The way it looks now, it’s hard to imagine that Hennepin Avenue was once a Great White Way of cinematic wonder, each downtown block blessed with at least one tempting marquee adorned with blinding lights. In my own early years of moviegoing, I was able to take my pick of many single screen palaces on the strip, all showing the hottest new releases — at least, "hot" in the eyes of a preteen horror buff. This included the State (where I saw Blacula), the Mann (Blackenstein!), the Orpheum (Godzilla Vs. Megalon) and, most prominently, the Gopher (Jaws, no less). Within a few years of my visits to these shrines, the State became The Jesus People Church, the Mann and Orpheum abandoned tombs for the homeless to flop in, and the Gopher accomodated a porn house before being crushed by the Godzilla of City Center.
Such was the fate of all too many downtowns throughout the country, as multiplexes took over the suburbs and drew away patrons disturbed by the urban core’s crime, grime, crowding and, worst of all, lack of free parking. But, at one time, Minneapolis and Saint Paul, both in its downtowns and neighborhoods, were home to dozens of movie houses — many of them elegant art deco, atmospheric, or atomic age complexes that each offered one film, and one film only, projected on a screen larger than the average megamall wall. Dave Kenney’s new book Twin Cities Picture Show (Minnesota Historical Society Press, $29.95) offers an equally elegant look back at the history of Twin Cities theater exhibition, from its extravagant beginnings at the turn of the last century to its uneasy state in the first decade of this one.
Kenney, who researched and wrote this general history for the Minnesota Historical Society over a two year period, is not, himself, a historian, but a freelance journalist who specializes in Minnesota history. He began the project when he was alerted to a mountain of photographs and documents on local movie theaters and exhibitors, left behind by two MHS staffers who had amassed them for a book that never came to be. "There aren’t very many books that deal with the moviegoing experience," he explained to me, "You do find a number of books that deal with the architecture. But what really gets me excited is finding something that you can see and experience right now, and go back in time and see how we got there."
Many past and present comparisons can be made with classic theaters that still stand and bear most of their original design and light displays – even if most of them no longer show movies. Two dazzling examples are the Orpheum and the State, which each rose like Lazurus from desolation to become premier spaces for concerts and Broadway shows. Another is the Ritz in Northeast Minneapolis, whose structure was maintained and protected from the elements during the many years it was closed, so it could open as a solid home for various dance companies two years ago.
Most impressive of all is the Heights in Columbia Heights, which still operates as a profitable first-run movie house. As Kenney tells me, current owner and operator Tom Letness, who reopened and renovated the building with partner Dave Holmgren, has "figured out who his audience is. There are enough people out there and there are so few places to go see movies in Columbia Heights. He also owns the Dairy Queen next door – and he doesn’t have extra rent to pay, because he has a studio apartment he designed himself above the box office and lobby!"

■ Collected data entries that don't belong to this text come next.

PR #627, opened 2019-01-21
hyperv: don't apply checkpoints on the first run and retry to remove snaspshots

ader1990:
hyperv: retry to remove snapshots on failure

hyperv: don't revert unneeded snasphots when the first test case is run, as it is not needed

Execution tested on HyperV:

```
    1 BVT-CORE-VERIFY-LIS-MODULES                                                       PASS                 0.95
```

### DIFF
--- a/TestProviders/TestProvider.psm1
+++ b/TestProviders/TestProvider.psm1
@@ -35,7 +35,7 @@ Class TestProvider
 		return $null
 	}
 
-	[void] RunSetup($VmData, $CurrentTestData, $TestParameters) {}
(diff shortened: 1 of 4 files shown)


TestProviders/TestProvider.psm1
```diff
@@ -35,7 +35,7 @@ Class TestProvider
 		return $null
 	}
 
-	[void] RunSetup($VmData, $CurrentTestData, $TestParameters) {}
+	[void] RunSetup($VmData, $CurrentTestData, $TestParameters, $ApplyCheckPoint) {}
```
lizzha: the interface in AzureProvider.psm1 should also be changed? 
To make it general, suggest to name the parameter $FirstRun or similar?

The fate of most of the grand palaces of the teens, twenties and thirties, though, has not been so rosy. Saddest of all, not least because the water-damaged shell of the building still stands as a reminder of what it once was, is the Hollywood in Northeast. Kenney, himself, remembers going there in 1980, to see the Jamie Lee Curtis classic, Prom Night, and regarding the place at the time as an old dump. Twenty-five years later, he would discover during his research that the Hollywood was actually once a masterpiece of palatial design.
Another long lost gem was The Minnesota on 9th Street in downtown Minneapolis, which was the largest single screen movie house in the cities’ history. "I’ve talked to people who remember going into that thing," recalls Kenney, "The enormity and the space, and to think that it was built to show one movie at a time for up to 4,000 people." This, on top of a hydraulic orchestra lift and a back lit ceiling dome, plus a lobby that was larger than most theaters. Needless to say, even in the heyday of film exhibition, this monolith never made a dime, and, after twenty years of on-again, offagain service, met the wrecking ball in the mid-fifties.